Both of these apps include guided meditations, breathing exercises, soundscapes, music, and sleep stories amongst other content. Currently both Calm and Headspace operate on subscription models and both charge the same for their services. Subscribing to either one costs 12.99 USD per month or 69.99 USD per year.

Generally, Calm may be preferred if you have some experience with meditation while headspace may be better if you are new to mindfulness or meditation. Headspace tends to offer more guidance and more structure while the content on Calm is presented in a more “a la carte” format which may suit you if you like less structure. This may be confusing or overwhelming if you don’t have meditation experience or if you just feel more comfortable with guidance and structure.

Notably, a recent scientific review (O’Daffer et al., 2022) found 14 published, peer-reviewed studies testing the efficacy of Headspace but only one published, peer-reviewed study testing the efficacy of Calm. Overall, the authors concluded that there is some evidence that using the Headspace app may improve some symptoms of depression, while the evidence for effects on mindfulness, well-being, stress, and anxiety is more equivocal.

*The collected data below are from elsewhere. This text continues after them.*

PR #363, opened 2025-02-17
Added brazilian portuguese translation

### LINKED ISSUE #352: Brazilian portuguese translation
**User story:**

As a brazilian freestyler, I want to be able to use the App even tough I don't know any foreing language.

Dosbodoke:
Resolves #352 

Besides the translations, I have made one important change.

Previously, the options to change the language were defined once for each navbar `NavbarBottom` for mobile and `NavbarSide` for desktop, now it's defined once on `src/util/locale.ts`.

### DIFF
--- a/src/components/navbar/NavbarBottom.vue
+++ b/src/components/navbar/NavbarBottom.vue
@@ -10,40 +10,18 @@ import {
 import { Icon } from '@iconify/vue';
 import { useI18n } from 'vue-i18n';
 
-import messages from '../../i18n/navbar';
+import messages from '@/i18n/navbar';
 import DropdownMenuGroup from '../ui/dropdown-menu/DropdownMenuGroup.vue';
-import { setNewLocale } from '@/util/locale';
+import { setNewLocale, LocaleInfos, type Locales } from '@/util/locale';
 
 const i18n = useI18n({
   messages,
   useScope: 'local',
 });
-
 const { t } = i18n;
-
-interface LocaleInfo {
-  locale: 'en' | 'fr' | 'es';
-  name: string;
-}
-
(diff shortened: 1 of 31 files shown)


Dosbodoke:
On my app, I have added a github test to check if all translation JSON has the same structure givin it the safety that the translations will not be broke on any language.

https://github.com/Dosbodoke/chooselife/blob/develop/.github/workflows/check-translations.yml

This my be a good enhancement here, tell me what you guys think about this.

JulianDietzel:
Thanks for the PR! I totally missed it (for some reason I didn't get an email for it). I'll take a look at it in the next couple of days.

JulianDietzel:
Thanks for all the work! Translating can be a pain. The changes you made to the Bottom- and Side-Navbar look good to me. And in terms of the translations you are the expert anyways :D.

I did like your suggestion of adding a GitHub test to check if all the translation files have the same structure initially. However, my understanding is that this will require all the translation files to have the exact same JSON structure, meaning that no entries can be missing. Please correct me if this assumption is wrong. If it is correct though this will mean that either no commits or no PR merges are possible where one or more translations are missing. This would be an issue if for example I add a text element to the App and would want to leave the Portuguese translation to you (in a later commit). This would no longer be possible.

It could be a consideration though for a GitHub-Action which is triggered before the App gets deployed.

I will accept this PR and therefore close it. Since this probably does not need to be discussed on GitHub, feel free to text me on Discord if you want to discuss the GitHub Action further.

Dosbodoke:
Yeah you're right, if the structure of the JSON files were different the job would fail. But it can be configured to not block on 'rewrite'/'develop' and block to 'main'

Ultimately, both apps have benefits that may help you achieve greater calmness in your life. They also both have trial periods so you can give them each a try and then stick with the one that works best for you.

In Sum

Our smartphones and other mobile devices can be a source of stress and anxiety (Vahedi & Saiphoo, 2018). But, by downloading and using calming apps, like those reviewed in this article, we may be able to turn a source of stress into a source of calmness. The apps reviewed in this article may help you decrease feelings of worry, stress, anxiety, and insomnia.

References

● Borza, L. (2022). Cognitive-behavioral therapy for generalized anxiety. Dialogues in clinical neuroscience.

● O’Daffer, A., Colt, S. F., Wasil, A. R., & Lau, N. (2022). Efficacy and Conflicts of Interest in Randomized Controlled Trials Evaluating Headspace and Calm Apps: Systematic Review. JMIR mental health, 9(9), e40924.

● Vahedi, Z., & Saiphoo, A. (2018). The association between smartphone use, stress, and anxiety: A meta-analytic review. Stress and Health, 34(3), 347-358.